GenFlow: A Bioinformatic Workflow for PhyloGenomic Analysis

Bradd Mendoza

Nov 05, 2024

GenFlow: A Bioinformatic Workflow for PhyloGenomic Analysis

DOI

dx.doi.org/10.17504/protocols.io.14egn6kepl5d/v1

Bradd Mendoza¹

¹Health Research Institute, University of Costa Rica

Bradd Mendoza

Health Research Institute, University of Costa Rica

DOI: dx.doi.org/10.17504/protocols.io.14egn6kepl5d/v1

Protocol Citation: Bradd Mendoza 2024. GenFlow: A Bioinformatic Workflow for PhyloGenomic Analysis. protocols.io https://dx.doi.org/10.17504/protocols.io.14egn6kepl5d/v1

License: This is an open access protocol distributed under the terms of the Creative Commons Attribution License, which permits unrestricted use, distribution, and reproduction in any medium, provided the original author and source are credited

Protocol status: In development

We implemented this protocol successfully, and potential upgrades are planned for future development.

Created: September 30, 2024

Last Modified: November 05, 2024

Protocol Integer ID: 108599

Abstract

GenFlow is a streamlined bioinformatics pipeline that integrates multiple tools, including NCBI Datasets command-line, EDirect, Anvi’o, Prodigal, MAFFT, FastTree, and pyANI, to offer users an easy, one-command solution for performing phylogenomic and ANI analysis. Simply provide your genomes in FASTA format along with a text file listing the accession codes of the reference genomes for the analysis.
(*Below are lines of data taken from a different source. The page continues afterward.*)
Issue #12007, opened 2021-06-23
Mac app crashes while using FSEventStreamCreateFlags.UseExtendedData


anoopvaidya:
### Steps to Reproduce

Create a Mac project.
Use the following code :
_fsEventStream = new FSEventStream(new[] { path },
                TimeSpan.FromSeconds(0),
                FSEventStreamCreateFlags.UseExtendedData
                );
Build and run the app, in the observed folder, rename or delete any file. The app crashes and gives the attached Crash report

Note: For all other Flags, the client works.

### Expected Behavior
The app should work and give the callbacks.

### Actual Behavior
The app crashes.

### Environment

MacOS11.4
=== Visual Studio Community 2019 for Mac ===

Version 8.10.3 (build 15)
Installation UUID: c0925b23-6e9d-4b80-a12d-fddf5ddbeb32
	GTK+ 2.24.23 (Raleigh theme)
	Xamarin.Mac 6.18.0.23 (d16-6 / 088c73638)

	Package version: 612000140

=== Mono Framework MDK ===

Runtime:
	Mono 6.12.0.140 (2020-02/51d876a041e) (64-bit)
	Package version: 612000140

=== Roslyn (Language Service) ===

3.10.0-4.21269.26+029847714208ebe49668667c60ea5b0a294e0fcb

=== NuGet ===

Version: 5.9.0.7134

=== .NET Core SDK ===

SDK: /usr/local/share/dotnet/sdk/5.0.301/Sdks
SDK Versions:
	5.0.301
	5.0.203
	5.0.202
	5.0.100
	3.1.410
	3.1.409
	3.1.408
	3.1.404
MSBuild SDKs: /Applications/Visual Studio.app/Contents/Resources/lib/monodevelop/bin/MSBuild/Current/bin/Sdks

=== .NET Core Runtime ===

Runtime: /usr/local/share/dotnet/dotnet
Runtime Versions:
	5.0.7
	5.0.6
	5.0.5
	5.0.0
	3.1.16
	3.1.15
	3.1.14
	3.1.10

=== .NET Core 3.1 SDK ===

SDK: 3.1.410

=== Xamarin.Profiler ===

Version: 1.6.15.68
Location: /Applications/Xamarin Profiler.app/Contents/MacOS/Xamarin Profiler

=== Updater ===

Version: 11

=== Xamarin.Android ===

Not Installed

=== Microsoft OpenJDK for Mobile ===

Java SDK: Not Found

[...]

PR #14318, opened 2022-03-04
FSEventStream: fix crash when asking for extended data; support dispatch queues (#12007)

abock:
Implements support for `FSEventStreamCreateFlags.UseExtendedData`, fixing #12007.

When `.UseExtendedData` is specified, the event data type changes from `CFString` to `CFDictionary`; the dictionary contains the path (`path` key) and inode (`fileID` key) information for the file and may be extended in the future with other fields. Previously this was crashing because we assumed `CFString` always.

Further add a convenience constructor for monitoring a single path, add the missing `UnscheduleFromRunLoop` APIs, and add `SetDispatchQueue` to allow using dispatch queues directly instead of run loops.

Finally, this PR adds a fairly exhaustive file system test which covers the existing (non-extended) and fixed (extended) creation modes, along with using a dispatch queue instead of run loop.

Fixes https://github.com/xamarin/xamarin-macios/issues/12007

### DIFF
--- a/src/CoreServices/FSEvents.cs
+++ b/src/CoreServices/FSEvents.cs
@@ -354,6 +354,36 @@ namespace CoreServices
 		}
 
 		[DllImport (Constants.CoreServicesLibrary)]
+		static extern void FSEventStreamUnscheduleFromRunLoop (IntPtr handle,
+			IntPtr runLoop, IntPtr runLoopMode);
+
+		public void UnscheduleFromRunLoop (CFRunLoop runLoop, NSString runLoopMode)
+		{
+			FSEventStreamScheduleWithRunLoop (GetCheckedHandle (), runLoop.Handle, runLoopMode.Handle);
+		}
+
+		public void UnscheduleFromRunLoop (CFRunLoop runLoop)
+		{
+			UnscheduleFromRunLoop (runLoop, CFRunLoop.ModeDefault);
+		}
+
+		public void UnscheduleFromRunLoop (NSRunLoop runLoop, NSString runLoopMode)
+		{
+			UnscheduleFromRunLoop (runLoop.GetCFRunLoop (), runLoopMode);
+		}
+
+		public void UnscheduleFromRunLoop (NSRunLoop runLoop)
+		{
+			UnscheduleFromRunLoop (runLoop.GetCFRunLoop (), CFRunLoop.ModeDefault);
+		}
+
+		[DllImport (Constants.CoreServicesLibrary)]
+		static extern void FSEventStreamSetDispatchQueue (IntPtr handle, IntPtr dispatchQueue);
+
+		public void SetDispatchQueue (DispatchQueue? dispatchQueue)
+			=> FSEventStreamSetDispatchQueue (GetCheckedHandle (), dispatchQueue.GetHandle ());
+
+		[DllImport (Constants.CoreServicesLibrary)]
 		static extern IntPtr FSEventStreamCopyPathsBeingWatched (IntPtr handle);
 
 		public string? []? PathsBeingWatched {
--- a/src/CoreServices/FSEvents.cs
+++ b/src/CoreServices/FSEvents.cs
@@ -88,10 +88,11 @@ namespace CoreServices
 		public ulong Id { get; internal set; }
 		public string? Path { get; internal set; }
 		public FSEventStreamEventFlags Flags { get; internal set; }
+		public ulong FileId { get; internal set; }
 
 		public override string ToString ()
 		{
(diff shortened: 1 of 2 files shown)


rolfbjarne (changes requested):

src/CoreServices/FSEvents.cs
```diff
@@ -259,12 +288,37 @@ static void FreeGCHandle (IntPtr gchandle)
...
+					var fileIdHandle = CFDictionaryGetValue (
+						eventDataHandle,
+						kFSEventStreamEventExtendedFileIDKey.Handle);
+					if (fileIdHandle != IntPtr.Zero)
+						CFNumberGetValue (fileIdHandle, 4 /*kCFNumberSInt64Type*/, out fileId);
+				}
+
+				events[i] = new FSEvent
+				{
+					Id = (ulong)Marshal.ReadInt64 (eventIds, i * 8),
```
Therzok, line 317: This looks like something that could be wrapped into a `ReadOnlySpan<ulong>()`. I think it's been done already in a similar fashion over at dotnet/runtime in FileSystemWatcher.OSX.cs

src/CoreServices/FSEvents.cs
```diff
@@ -248,6 +254,29 @@ static void FreeGCHandle (IntPtr gchandle)
 			GCHandle.FromIntPtr (gchandle).Free ();
 		}
 
+		[DllImport (Constants.CoreFoundationLibrary)]
+		static extern IntPtr CFArrayGetValueAtIndex (IntPtr array, int index);
```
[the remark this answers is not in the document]
abock: Yeah, I forgot to backpedal the duplicate P/Invokes when integrating to the build. The issue here is that it takes hours to provision a machine with the dependencies to actually build all of Xamarin.Mac, and a lot of the low level CF APIs are internal. I added extended data support out-of-band to iterate quickly on it. Really wish all the CF P/Invokes were cleanly organized and public 😄

tests/monotouch-test/CoreServices/FSEventStreamTest.cs
```diff
@@ -5,24 +5,226 @@
...
 
 	[TestFixture]
 	[Preserve (AllMembers = true)]
-	public class FSEventStreamTest {
+	public sealed class FSEventStreamTest {
+		const string TestUid = "com.microsoft.xamarin-macios.fs-events-tests";
 
 		[Test]
-		public void Create ()
+		public void TestFileEvents ()
```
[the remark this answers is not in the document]
abock: I backed the tests off to just create 256 files on disk regardless of rlmits. Bot IO is too slow and the test times out. The important part is that the test creates files, observes them through FSEventsStream, deletes files, and observes those deletions as well, for both extended-data and non-extended-data paths.

src/CoreServices/FSEvents.cs
abock: Sure, but this code was just moved from a few lines above. This isn't new code, so I didn't go around changing things.

abock: Er, no, that would mean the underlying native alloc'd memory would have to stick around. It's releated once the callback returns.

abock:
I forgot to mention, the reason I added the `SetDispatchQueue` API _in this PR_ is to enable the new tests. The test needs to block the main thread for the sake of NUnit, which means we can't easily use the main run loop for dispatching FS events, and it's far simpler _and more appropriate_ to create a private dispatch queue than it is a non-main-run-loop. I plan on an additional PR to bring the binding up to parity - there are missing `dev_t` based APIs that were added at the time extended data events were added (which this PR fixes) that are necessary for root-path-agnostic file watches. Depending on the velocity of this PR though I might tack the additions on to this PR as additional commits. YOLO. ❤️

abock:
@rolfbjarne I have another patch incoming for the two missing `dev_t` based APIs as well, which become more useful with extended data events (path agnostic device ID and inode-based watching). Would you prefer I layer it into this PR or post a subsequent PR?

rolfbjarne:
@abock new PR is best I think, doing it in chunks usually ends up easier :)

abock:
@rolfbjarne okay, looking at the `dev_t` stuff, it's going to introduce some combinatorial .ctor explosion, and there's a chance to clean up the `sinceWhenId` parameter as well to make `FSEventStream` creation cleaner and more fluent. With that coming work in mind, I added commit 5086857 to drop the new `string pathToWatch` .ctor override to ensure that convenience API addition isn't released and frozen in time (yet). I can rebase if you'd like but figured a separate commit would be easier review. Apologies for the noise :-/

dalexsoto (approved):
nice ❤️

The program will generate a phylogenomic tree in Newick format using all single-copy core genes shared among the genomes and a heatmap displaying the Average Nucleotide Identity values.
All the necessary instructions and data to perform the analysis are available in the GenFlow GitHub repository.

Set up conda environment

You will need to run some command lines to create a Conda environment with the package and all necessary dependencies.
All the information and data is availavable in the GenFlow GitHub repository.

Command
Conda Install
git clone https://github.com/braddmg/GenFlow.git
cd GenFlow
conda env create -f GenFlow.yml
conda activate GenFlow
bash setup.sh
conda deactivate
conda activate GenFlow

Input Data Preparation

You will only need two things:
1. The assembled genomes you want to compare against others in FASTA format. For this example, we
will use three genomes, that are in the folder Data. These are potential new subspecies of Aeromonas hydrophila.
2. A text file containing all the accession numbers of the reference genomes you wish to include in your analysis. You can obtain these accession numbers from scientific papers, GenBank, or both. For this example, we'll use a short dataset with 10 genomes of Aeromonas hydrophila. In the same folder is a dataset (large.txt) with a larger number of Aeromonas reference genomes for more comprehensive analysis.
You can use either dataset based on your computational capacity and time constraints.
The genome list contain NCBI accession numbers for reference genomes and should look like this:


Command
short.txt
cat Data/short.txt
GCF_000633175.1
GCF_000820325.1
GCF_016805405.1
GCA_963892115.1
GCF_002850695.3
GCF_022631195.1
GCF_000014805.1
GCF_029025785.1
GCF_002285935.1
GCF_023920205.1
GCF_000820005.1
GCF_028355655.1

Quick start for inexperienced users in the command Line

If you only want to generate visual representations like trees and other genomic plots, there's no need to run all the code step by step. We have prepared a bash script that automates the entire process for you. All you need to do is set up a few parameters and then wait for the results to be generated (it may take some time).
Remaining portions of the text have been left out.